I started reading this and thought the same thing Kevin did in his first post. Then things went in a direction that surprised me. Y'all need to stop this, stop it now...

Reactions: Like 1


----------



## woodman6415 (Jul 26, 2016)

It's all cowabunga man


----------



## ripjack13 (Jul 26, 2016)

It was pasture bedtime so he couldn't take her to the moovies, so they decided to have a nice quiet beef stoganoff dinner then a little dancing, cuz he said he has the moooves like jagger.

Reactions: Funny 5 | Creative 1


----------



## DKMD (Jul 26, 2016)

You guys are really milking this one, and it's starting to get a little cheesy.

Reactions: Agree 1 | Funny 4


----------



## Don Ratcliff (Jul 26, 2016)

ripjack13 said:


> It was pasture bedtime so he couldn't take her to the moovies, so they decided to have a nice quiet beef stoganoff dinner then a little dancing, cuz he said he has the moooves like jagger.


I give up...

Reactions: Agree 2


----------



## ripjack13 (Jul 26, 2016)

Don Ratcliff said:


> I give up...

Reactions: Funny 4


----------



## Brink (Jul 26, 2016)

I never took a cow home on Saturday night...
But I woke up with a few.

Reactions: Great Post 1 | Funny 2 | Way Cool 1


----------



## rocky1 (Jul 26, 2016)

I woke up next to an ugly girl once... A bunch of times!!

Reactions: Funny 2


----------



## Don Ratcliff (Jul 26, 2016)

rocky1 said:


> I woke up next to an ugly girl once... A bunch of times!!


Thank you Mr. Rodney Carrington... He is a damn fine comedian though.

Reactions: Like 1 | Agree 2


----------



## rocky1 (Jul 26, 2016)

He's a trip... Bought 4 - 5 of his CDs many moons ago, as in that was about all he had out then, and took them along with us working bees one day. My old man and his hired hand had never heard him. They couldn't get anything done they were laughing so hard. Have a friend said, he's even funnier live, he puts on a really good show.
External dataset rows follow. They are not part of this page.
PR #1582, opened 2017-11-01
[Reason] Cut Build Time In Half

jordwalke:
Summary:
1. One thing that contributors report as being a major point of friction to contributing
to the `Reason` repo is the long build times. This diff ports the build to `jbuilder` which
reduces the clean build times by around 50-60%!  Incremental build time is also reduced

Reactions: EyeCandy! 1 | Agree 2 | Way Cool 1


----------



## DKMD (Jul 26, 2016)

Carrington came through town several months ago, and he was hysterical. I hadn't seen him or pictures of him in quite a while, but he looked like he had eaten his old self... He made fun of himself all night about the weight he had gained.

Reactions: Funny 1


----------



## Tony (Jul 26, 2016)

He is hilarious in person, even better than on CD, totally worth seeing if you can, especially for this crowd. Tony


----------



## Don Ratcliff (Jul 26, 2016)

Tony said:


> He is hilarious in person, even better than on CD, totally worth seeing if you can, especially for this crowd. Tony


Seldom does a comedian come to maui, and nothing redneck makes it past parts of California.


----------



## Tony (Jul 26, 2016)

Don Ratcliff said:


> Seldom does a comedian come to maui, and nothing redneck makes it past parts of California.



Next time he comes to Texas I'll PM you. You put the mai-tai down and bring your island butt here. Kevin and I will show you a good time! Tony

Reactions: Great Post 1


----------



## Spinartist (Jul 26, 2016)

Youtube "show them to me" by Rodney... Too funny

Reactions: Agree 2


----------



## Wildthings (Jul 26, 2016)




----------



## ripjack13 (Jul 26, 2016)

Don Ratcliff said:


> Seldom does a comedian come to maui, and nothing redneck makes it past parts of California.



Aloha Fluffy.....look it up. I saw him when he came here. At where else? The Hu Ke Lau....
He is one funny dude....

Reactions: Sincere 1


----------